The Department of Agriculture (DA) came under fire from a farmers group after the agency backtracked from a plan to impose safeguard duties on rice imports.
DA Secretary William Dar last week said the agency has terminated the preliminary safeguard investigation for the imposition of safeguard duties and decided to “actively discuss it with the economic development managers on October 24.”
Dar declined to provide the findings of the study that the investigation has initially arrived at.
Raul Montemayor, national manager of the Federation of Free Farmers (FFF) in a statement said given the urgency of the problem, the DA should have consulted the economic managers on the matter early on.
FFF expressed doubts the economic managers will look favorably on the imposition of safeguard measures on rice imports since they were the primary proponents of rice liberalization.
“(The economic managers) have frowned upon any government intervention in the rice market. They have repeatedly alluded to the suffering of farmers as mere birth pains and have argued that the benefit of the law to the consumers far outweighs the losses of farmers…,” Montemayor said.
He added: “there seems to be no sense of urgency and no appreciation of the serious difficulties that rice farmers are facing at present because of the surge of cheap rice imports.”

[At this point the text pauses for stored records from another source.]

Issue #372, opened 2024-02-06
Default density_floor warning does not trigger if density_floor absent from parameter file.


brantr:
In global.cpp, there is a warning that looks intended to alert the user that they are using the default `density_floor=0`.  However, as written, this will only trigger if `density_floor` is defined in the parameter file:

```
#ifdef DENSITY_FLOOR
  } else if (strcmp(name, "density_floor") == 0) {
    parms->density_floor = atof(value);
    if (parms->density_floor == 0) {
      chprintf(
          "WARNING: density floor is set to its default value (zero)! It can be set to a different value in the input "
          "parameter file.\n");
    }
#endif
```

If `density_floor` doesn't appear in the parameter file, the` else if() `doesn't get executed.

I'm checking to see whether this was intended (warning the user they have set the density floor to zero), or whether a general warning about using `density_floor=0` was intended (regardless of the declaration of `density_floor` in the parameter file).

brantr:
I have verified that setting `density_floor=0` in the parameter file triggers the warning.

evaneschneider:
It should be the case that not setting the density floor parameter in the input file still triggers the warning, since it is given a default value of zero in the parameter struct header where it is declared. If not, we should fix it. The intended behavior is to warn the user if they have compiled with the density floor flag but haven’t set their desired floor in the input file. If this is unclear, we can work on the wording in the warning.

--
Evan Schneider
Assistant Professor of Physics and Astronomy
University of Pittsburgh
520-822-6294
pronouns: she/they
I support the Union of Pitt Faculty<https://www.pittfaculty.org/>

On Feb 6, 2024, at 5:23 PM, Brant Robertson ***@***.***> wrote:

﻿

I have verified that setting density_floor=0 in the parameter file triggers the warning.

evaneschneider:
@helenarichie Can you take a look at this?

evaneschneider:
Fixed in PR #373

PR #373, opened 2024-02-08
Patch to fix logic of floor warning messages

helenarichie:
As raised in Issue #372, the previous version of the warning messages for the temperature, density, and scalar floors only worked when the `temperature_floor`, `density_floor`, and `scalar_floor` parameters were set in the input parameter file. The intended behavior is for them to be thrown when the parameters are _not_ set or are set to zero by checking whether their values in the header are zero (the default value). I moved the check and error messages outside of `Parse_Param` after it is called. Otherwise, the warning is thrown multiple times as `Parse_Param` loops over the other parameters. Let me know if it looks okay.

Thanks @brantr for catching this!

### DIFF
--- a/src/global/global.cpp
+++ b/src/global/global.cpp
@@ -185,27 +185,27 @@ void Parse_Params(char *param_file, struct Parameters *parms, int argc, char **a
     Parse_Param(name, value, parms);
     chprintf("Override with %s=%s\n", name, value);
   }
-  #ifdef TEMPERATURE_FLOOR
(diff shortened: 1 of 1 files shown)


evaneschneider:
Looks good to me! Did you test the new behavior with/without the parameters set in the input file?

helenarichie:
I did! It throws the warning when they're set to zero/not set and does nothing when the parameters are there and set to something other than zero.

evaneschneider:
Great, I'll merge it in and close the issue.

PR #375, opened 2024-02-13
Reconstruction Kernel Fusion 2: New Loading and Conversion Utility Functions

bcaddy:
# Summary

The primary purpose of this PR is to introduce 4 new utility functions for loading grid data and converting between the primitive and conserved variables. This builds off of PR #371 and will show changes from both that PR and this PR until #371 is merged into `dev`. Most of the relevant changes are in the following files:

- hydro_utilities.h
- plmc_cuda.h and .cu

Montemayor added the rules on general safeguard duties were designed by the World Trade Organization precisely to allow governments to quickly and effectively address market emergencies brought about by trade liberalization.
“Delaying a decision defeats the purpose of the law, and may make the harm on farmers irreparable,” Montemayor said.
FFF said President Duterte cannot ban imports as the imposition of quantitative restrictions is not allowed by the Rice Liberalization Law.
But Montemayor said the Safeguard Measures Act can provide a legal avenue to set high duties during the harvest season to discourage further imports during the period.
FFF also said that the imposition of safeguard duties will not result in higher prices of rice for consumers if the Department of Trade and Industry can discipline traders and retailers as there is already enough inventory in the country of cheap imported rice to last us up to next year.
“Prices of imported rice should not go up because nobody will import at the high tariff plus you have the main harvests coming into the market this October to December,” Montemayor said.
The Philippine Chamber of Agriculture & Food Inc. earlier pushed for the imposition of at least 70 percent tariff on rice from the current 35 percent made through the safeguards provision.